**ACTIVITY:** Look through the entries below and report every line that has "whether".

**DATA FOR ANALYSIS:**
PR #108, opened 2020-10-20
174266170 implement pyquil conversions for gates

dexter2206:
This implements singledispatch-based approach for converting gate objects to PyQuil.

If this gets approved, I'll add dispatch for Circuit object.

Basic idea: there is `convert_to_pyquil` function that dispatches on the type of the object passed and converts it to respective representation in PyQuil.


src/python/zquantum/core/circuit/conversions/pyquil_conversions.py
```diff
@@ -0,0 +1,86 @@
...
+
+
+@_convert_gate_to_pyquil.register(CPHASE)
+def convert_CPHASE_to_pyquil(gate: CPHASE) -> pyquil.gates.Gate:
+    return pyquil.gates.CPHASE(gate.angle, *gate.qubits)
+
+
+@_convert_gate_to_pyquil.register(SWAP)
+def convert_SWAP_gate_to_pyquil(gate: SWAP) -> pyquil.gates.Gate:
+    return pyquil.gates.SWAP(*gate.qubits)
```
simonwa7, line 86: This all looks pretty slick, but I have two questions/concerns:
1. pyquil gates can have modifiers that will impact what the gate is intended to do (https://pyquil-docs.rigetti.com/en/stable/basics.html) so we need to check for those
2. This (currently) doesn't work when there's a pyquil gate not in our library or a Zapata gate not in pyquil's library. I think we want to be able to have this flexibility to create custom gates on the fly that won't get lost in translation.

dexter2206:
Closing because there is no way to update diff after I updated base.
---
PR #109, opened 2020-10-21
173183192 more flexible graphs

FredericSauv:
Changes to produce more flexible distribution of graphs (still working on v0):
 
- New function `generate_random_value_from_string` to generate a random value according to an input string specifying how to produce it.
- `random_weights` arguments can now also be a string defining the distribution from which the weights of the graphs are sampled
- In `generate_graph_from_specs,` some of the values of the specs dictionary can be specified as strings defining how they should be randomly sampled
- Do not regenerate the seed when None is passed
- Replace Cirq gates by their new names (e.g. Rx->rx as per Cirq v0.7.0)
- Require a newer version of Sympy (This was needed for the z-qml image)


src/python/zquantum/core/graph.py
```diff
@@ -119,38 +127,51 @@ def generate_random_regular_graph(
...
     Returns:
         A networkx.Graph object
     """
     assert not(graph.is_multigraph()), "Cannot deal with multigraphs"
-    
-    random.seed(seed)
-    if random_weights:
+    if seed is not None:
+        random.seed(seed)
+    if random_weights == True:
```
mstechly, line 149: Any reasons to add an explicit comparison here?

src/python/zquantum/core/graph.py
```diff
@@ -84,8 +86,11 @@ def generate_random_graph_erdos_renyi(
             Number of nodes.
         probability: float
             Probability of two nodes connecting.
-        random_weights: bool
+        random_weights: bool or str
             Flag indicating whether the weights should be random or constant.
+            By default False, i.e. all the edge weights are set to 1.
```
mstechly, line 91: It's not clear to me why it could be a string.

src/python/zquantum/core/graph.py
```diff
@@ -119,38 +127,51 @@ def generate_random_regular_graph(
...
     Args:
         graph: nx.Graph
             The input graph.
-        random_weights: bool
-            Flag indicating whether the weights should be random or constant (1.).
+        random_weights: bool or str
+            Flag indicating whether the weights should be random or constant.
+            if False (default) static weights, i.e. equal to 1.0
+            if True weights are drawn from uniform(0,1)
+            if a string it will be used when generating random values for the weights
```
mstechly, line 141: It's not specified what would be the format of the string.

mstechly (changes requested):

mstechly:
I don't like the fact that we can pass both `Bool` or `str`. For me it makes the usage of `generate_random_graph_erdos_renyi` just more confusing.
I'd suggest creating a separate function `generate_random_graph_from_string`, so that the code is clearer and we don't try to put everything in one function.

**WRITTEN ANSWER:**
             Flag indicating whether the weights should be random or constant.
-            Flag indicating whether the weights should be random or constant (1.).
+            Flag indicating whether the weights should be random or constant.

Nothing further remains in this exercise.